The third command adds a filter, parent 1:0 means add this filter on the root node, prio 4 is the priority of the filter, if there are many filters will be tried in order according to the priority value. u32 indicates that the u32 classifier is used. match ip dst 192.168.190.7 means match the packet with ip address 192.168.190.7, match ip dport 36000 0xffff means match the packet with destination port 36000, multiple selectors are in “with” relationship with each other and flowid 1:4 means the matched packets are sorted into 1:4 subclasses.

So the final effect is that packets destined for 192.168.190.7 with a destination port of 36000 will be classified into the 1:4 subclass, adding a 40ms delay and a 10% packet loss rate.
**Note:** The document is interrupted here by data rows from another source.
Issue #2844, opened 2018-03-17
FileResponse failed to prepare proper headers for Range requests


spcharc:
## Long story short
Please describe your problem and why the fix is important.

Users may pause their downloads of large static resources.
Many download managers including those browser-builtin ones check for Content-Range headers. Missing this header would cause downloads to fail.
I checked the source code and found out static resources are handled by FileResponse in web_fileresponse.py. But {0}.format(__title__)

## Expected behaviour
What is the behaviour you expect?

Assume you have a BIG file big_file
big_file.size() == 10000 (9.77kb)
A user downloaded 500 bytes (0-499) and connection lost.
And then the user resumes download with request: "Range:bytes=500-"
Expected header: "Content-Range:bytes 500-9999/10000"   <- this one is missing

## Actual behaviour
What's actually happening?

The downloads just failed immediately after clicking resume button.
Actually aiohttp handles Range requests very well. HTTP 206 and Content-Length are both correctly returned to users.

## Steps to reproduce
Please describe steps to reproduce the issue.
     If you have a script that does that please include it here within
     markdown code markup

Check the web_fileresponse.py source code, or try a download like this
```
    from aiohttp import web
    import asyncio
    loop = asyncio.get_event_loop()
    app = web.Application(loop = loop)
    app.add_static('/', folder_containing_large_file, show_index = True)
    web.run_app(app, host = '0.0.0.0', port = 4321)
```
goto http://your_addr:4321/
click the big_file

## Your environment

Describe the environment you have that lead to your issue.
     This includes aiohttp version, OS, proxy server and other bits that
     are related to your case. 
     
     IMPORTANT: aiohttp is both server framework and client library.
     For getting rid of confusing please put 'server', 'client' or 'both'
     word here.

Server
Python/3.6.4
aiohttp/3.0.9

## Temporary workaround
in file web_fileresponse.py:
    `line 228 == "if count:"`
in line 227 I added:
    `self.headers[hdrs.ACCEPT_RANGES] = 'bytes'`
(Accept-Ranges header, which is to indicate that the server supports Range requests, is also missing. But I  found out that usually web clients just ignore it. They still send Range requests even though this is missing. Maybe an Accept-Ranges:none header is needed to prevent Range requests?)
in line 229 I added:
`if start is not None: self.headers[hdrs.CONTENT_RANGE] = f'bytes {start}-{start+count-1}/{file_size}'`
(After this line is added, download managers work like a charm)
[...]

PR #2847, opened 2018-03-18
fileresponse content-range header

spcharc:
Feel free to close this request if it is not properly written. I'm still learning how to use github
## What do these changes do?
1. Now aiohttp provides Content-Range header for Range requests
2. Accept-Ranges:bytes for files
3. Out-of-range start-range requests now cause HTTP 416 Request Range Not Satisfiable according to rfc7233
    for instance, `file.size() == 200`
    but client gives this header `request.header['Range'] == 'bytes=99999-'`
4. Out-of-range tail-range requests would not break FileResponse now
    for instance, `file.size() == 200`
    but client gives this header `request.header['Range'] == 'bytes=-99999'`
5. Two reify(s): (in web_request.py)
    ```
    Request.if_unmodified_since
    Request.if_range
    ```
    Why not one function to handle them all (including Request.if_modified_since)?
    It seems that reify class uses `function.__name__` as the key to store results ...
    Their code is just the same with if_modified_since actually
    Maybe I should create a _private_func (of course not a reify decorated one) and use that. Copy and paste the same piece of code is not interesting.
6. Some more test cases. They send requests with If-Range or If-Unmodified-Since now
    Besides, some existing test functions get updated. They check Content-Range header now.

New headers returned
Out-of-range start-range requests result in HTTP 416
these are behavior changes, nothing more

## Related issue number
#2844 However it won't be fully solved, as multipart/byteranges is still not supported.
multipart/byteranges support involves:
1. changing the behavior of request.http_range function.
It should be able to handle multiple ranges and return a tuple of slices
This will break existing code.
2. It seems that MultipartWriter in multipart.py need to be updated to handle multipart/byteranges

## Checklist

- [?] I think the code is well written

I think this question is for you. Everbody considers him/her-self good code writers
I added a few comments though. I think the comments are well written

- [Y] Unit tests for the changes exist

Old test cases modified + new ones

- [Y] Documentation reflects the changes

Request.if_range and Request.if_unmodified_since are now reflected in Server->reference page

- [Y] If you provide code modification, please add yourself to `CONTRIBUTORS.txt`

I didn't know about this until everything is ready for a pull request. Went back and updated it

- [Y] Add a new news fragment into the `CHANGES` folder

OK. I went back and added 2844.feature
file content:"Provide Content-Range header for Range requests"
actually it's an improvement for an existing feature, not a new one

## Question
In web_fileresponse.py, line 170
self._length_check = False
What is this for? I failed to figure out what it is.
_length_check is in StreamResponse(web_response.py). I commented out this line and everything still worked. That's strange
line 170 is returning an http error.
Returning other http errors in FileResponse do not involve setting _length_check to False.

Edit: Question solved. Actually I had made a `grep -r _length_check` search and found it in web_response.py before I made this PR. But I failed to understand that users could also set the Content-Length header at that time.


spcharc:
Sorry about the commits
Now the coverage would be a little better

asvetlov:
@spcharc thank you for contribution.
I'll review in my first free time window.

spcharc:
Thank you!
Feel free to tell me if there's anything wrong. I'll try fixing it ASAP.

spcharc:
Now Content-Range is also provided when HTTP 416 is returned.
`file.size() == 200`
client request:`headers['Range'] = 'bytes=500-'`
server response:`headers['Content-Range'] == 'bytes */200'` <- tell client the actual size/allowed range
It seems that this is necessary as indicated in rfc7233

Other packets are still behaving as default, i.e. classified into 1:1, 1:2 or 1:3 subclasses according to the ToS field, and then sent in order according to priority.

Draw a diagram of the hierarchical structure of the example, roughly as follows.

1
2
3
4
5
6
7
8
9
          1:     root qdisc (prio)
         / | \ \
       /   |  \  \
       /   |   \   \
     1:1  1:2  1:3  1:4      classes
      |    |    |    |
                     40:     qdiscs
   pfifo pfifo pfifo netem
band  0    1    2    3

Postscript

This article only introduces the basic concept and simple usage of tc. prio qdisc only does a classification of packets and not shaping. In fact, you can also use more complex qdiscs with shaping, such as CBQ, HTB, etc., and add more layers as well. You can also add SFQ qdisc to the leaf nodes to achieve bandwidth fairness at the session level. I believe that after understanding these basic concepts of TC, it is not difficult to use other qdiscs according to your needs.